• To do
If a line of the material holds the string "lpProcName", please copy it.

• Data supplied
Issue #600, opened 2020-05-06
Vulkan.hpp pollutes namespace by windows.h


pc-john:
Hi all,

after upgrading Vulkan SDK, I cannot compile some projects. It turned out that vulkan.hpp now pollutes c++ namespace by huge number of macros, such as min, max, near, far, and tons of others. I was scared when I find out that it now pulls windows.h in by default. Recently, it was included only when VK_USE_PLATFORM_WIN32_KHR was defined. And I made sure to define it in very specific cpp files only and never in headers to minimize its impact.

Now, with DynamicLoader,... yes, there are workarounds (VULKAN_HPP_ENABLE_DYNAMIC_LOADER_TOOL set to 0). But in my opinion, such horrible thing as windows.h should not be included by default. It not only makes compilation much longer but also pollutes the namespace by so many macros and garbage. And you have to fight through, especially in big projects... Endless renaming of variables, functions, etc. to make them not clash with windows.h garbage.

I made some investigation. The whole problem is just because of HMODULE type and three functions - LoadLibrary, FreeLibrary and GetProcAddress. It seems to me that these might be handled without including windows.h. Would you be open to discuss such solution? Including windows.h is evil in my eyes unless completely necessary.

John

asuessenbach:
As you mentioned, we include windows.h only if _WIN32 is defined and `VULKAN_HPP_ENABLE_DYNAMIC_LOADER_TOOL == 1`
Guarding that include by VK_USE_PLATFORM_WIN32_KHR would not work with cross-platform frameworks like glfw.
If you have a reliable method to prevent inclusion of windows. h, we'd be happy to hear about it.

pc-john:
As you wrote, VULKAN_HPP_ENABLE_DYNAMIC_LOADER_TOOL == 1 is enabling it on Windows. However, even not defining the macro is enabling it as vulkan.hpp will define it itself and set it to 1. Anyway, that might be the best solution if we manage to get rid of windows.h .

I investigated two approaches and succeeded only on the second one. The first attempt was directed to redefining all the required stuff myself instead of windows.h . Particularly, LoadLibrary(), FreeLibrary(), GetProcAddress(), HMODULE and TEXT macro. We can put the replacements of these to vulkan.hpp, but unfortunately, it would fail if an user will include also windows.h, like:
#include <vulkan/vulkan.hpp>
#include <windows.h>
[...]

PR #635, opened 2020-06-17
[HPP] Library Loading Signature and Casting Changes for Clang Windows Resolves #629

### LINKED ISSUE #629: Vulkan HPP Compilation with Clang on Windows
Vulkan HPP does not compile when using clang on Windows since clang interprets Windows defined constructs such as LPCSTR as distinctly different than char const *:

    extern "C" __declspec( dllimport ) void * __stdcall LoadLibraryA( char const * lpLibFileName );
    extern "C" __declspec( dllimport ) int __stdcall FreeLibrary( void * hLibModule );
    extern "C" __declspec( dllimport ) void * __stdcall GetProcAddress( void * hModule, char const * lpProcName );

Ergo, clang believes the library loading functions do not share the same signatures as those defined in the Window's header libloaderapi.h.  Hence, the fix to permit the Vulkan HPP to compile on Windows with clang is to simply change the signature and use reinterpret cast whenever these functions are called.:

    extern "C" __declspec( dllimport ) HMODULE __stdcall LoadLibraryA( LPCSTR lpLibFileName );
    extern "C" __declspec( dllimport ) BOOL __stdcall FreeLibrary( HMODULE hLibModule );
    extern "C" __declspec( dllimport ) FARPROC __stdcall GetProcAddress( HMODULE hModule, LPCSTR lpProcName );

I have a patch for this, but I'm not certain if this is the repo to upload it to since it seems that the hpp file is also found in the Vulkan-Headers repo.

Fierykev:
The alterations to the code are intended to permit Clang to be able to compile the HPP file on Windows.  All alterations do not change the nature of the underlying code, but rather specify function signatures and inputs in a manner that Clang will accept.


asuessenbach:
Hi @Fierykev , thanks for providing a PR on this repo.
But note, though, that the file vulkan.hpp is generated by the VulkanHppGenerator.cpp. Thus, any changes you want to have in the vulkan.hpp would have to be done in the generator.

Besides that, the changes you're proposing would need to include windows.h. Please see #600 why we chose to not do so any more.

Fierykev:
Understood.  Unfortunately, clang will not recognize the current signatures in the HPP as the same as those defined by windows in libloader.h since typedefs are used in the windows definition of the functions.  Fortunately, windows.h is included when VK_USE_PLATFORM_WIN32_KHR is defined (vulkan.h).  Since all of the current tests and samples for Win32 define VK_USE_PLATFORM_WIN32_KHR as a preprocessor definition, there should not be any issue with the repo compiling.  The only possible problem would occur when VK_USE_PLATFORM_WIN32_KHR is not defined which may not be problematic if the standard is that the platform define is always required.  If it is not always required, then it would be necessary for the user to include windows.h or libloader.h prior to including vulkan.h.  The final possible solution would be to only have this alteration enabled for when clang and windows preprocessor defintions are present so that the underlying issues are resolved for the compiler on windows and behavior is preserved for other compilers.

To your other point regarding the HPP generator file, I would be more than happy to investigate integrating my changes into it as long as the function signature changes are acceptable.  If those changes do not comply with the goal of the HPP file, the cast alterations I'm proposing would not be useful since they are only needed to resolve the clang compilation issues.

• Final answer
    extern "C" __declspec( dllimport ) void * __stdcall GetProcAddress( void * hModule, char const * lpProcName );
    extern "C" __declspec( dllimport ) FARPROC __stdcall GetProcAddress( HMODULE hModule, LPCSTR lpProcName );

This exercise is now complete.